I am unfamiliar with the work of Merleau-Ponty. I have no doubt there is good stuff there, but I think many philosophers are simply unaware of it. What should we read by Merleau-Ponty and why? What does he contribute to philosophy? 

Merleau-Ponty is difficult to read because of his flowery French prose and his detailed consideration of the positions that he disagrees with. But then you find brilliant insights that make the struggle worthwhile. I like his earlier work – The Structure of Behavior and Phenomenology of Perception. But also his Nature Lectures which were part of his later work but covered so many interesting topics. He is most well-known for his emphasis on the body and is really a forerunner of embodied cognition. He also approaches the topic using not only phenomenology, but empirical studies in psychology, developmental psychology, neurology and psychiatry. My sense is that he was doing cognitive science, at least an embodied type of cognitive science, before there was cognitive science.

Explain what phenomenology is, for those who may be unfamiliar with the idea.

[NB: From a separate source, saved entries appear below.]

PR #2777, opened 2025-03-08
Simplify local testing inside Docker environment

OBarronCS:
This PR makes a small change to the Dockerfile+Docker compose file to make it easier to run the tests locally.

Many of the tests are dependent on the environment (libc version dependencies as well as the entire cross-architecture test suite relying on cross compilers being installed), and this makes it a little easier to locally run the tests in the same environment as CI/CD.

You can run:
```sh
docker compose run --rm --build ubuntu24.04-mount ./qemu-tests.sh
```
The ./pwndbg directory is mounted, and by adding a new "stage" to the Dockerfile, we can avoid a rebuild of the image when changing files, making it easier to run the tests.

### DIFF
--- a/docker-compose.yml
+++ b/docker-compose.yml
@@ -1,4 +1,3 @@
-version: "3.8"
 services:
   base: &base-spec
     build: .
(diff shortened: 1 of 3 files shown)


docker-compose.yml
```diff
@@ -28,6 +27,16 @@ services:
       args:
         image: ubuntu:24.04
 
+  ubuntu24.04-mount:
+    <<: *base-spec
+    build:
+      context: .
+      target: base
```
OBarronCS, line 34: We target the "base" stage - without specifying, it would target the result of the last stage, "full", which copies the ./pwndbg directory upon detecting any changes. Since ./pwndbg is mounted, this is unnecessary and adds build time.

Phenomenology, as a historic school of thought started with Husserl. He was trained as a mathematician, and he studied psychology with Brentano and Carl Stumpf, and was influenced by William James. He attempted to work out a transcendental approach to consciousness. He focused on the intrinsic temporal structure and the intentionality of consciousness, the idea that consciousness is always about something or directed towards an object. He developed a phenomenological method and then analyzed a broad range of experiences, including intersubjective empathy. He had a great influence on Heidegger, who was his academic assistant for a time. Heidegger thought of phenomenology somewhat differently and applied it in his fundamental ontology – that is, the ontology of human existence – which was an existential-hermeneutical analysis. He influenced the French existentialists, especially Sartre, who was also influenced by Husserl. Sartre produced a phenomenological existential analysis of many of the same themes that Husserl dealt with – temporality, intentionality, intersubjectivity, embodiment. Merleau-Ponty, under the same influences, used the notion of embodiment, to deal with these same topics. Also influenced by Heidegger, Gadamer developed the hermeneutical side of this thinking. I mention all of these thinkers to suggest that phenomenology isn’t any one thing – it’s a broad philosophical concept that has motivated developments in existentialism, hermeneutics, and then embodied cognition. Accordingly, it’s difficult to define. I would add that various forms of post-structuralism developed in response to, and sometimes in opposition to phenomenology.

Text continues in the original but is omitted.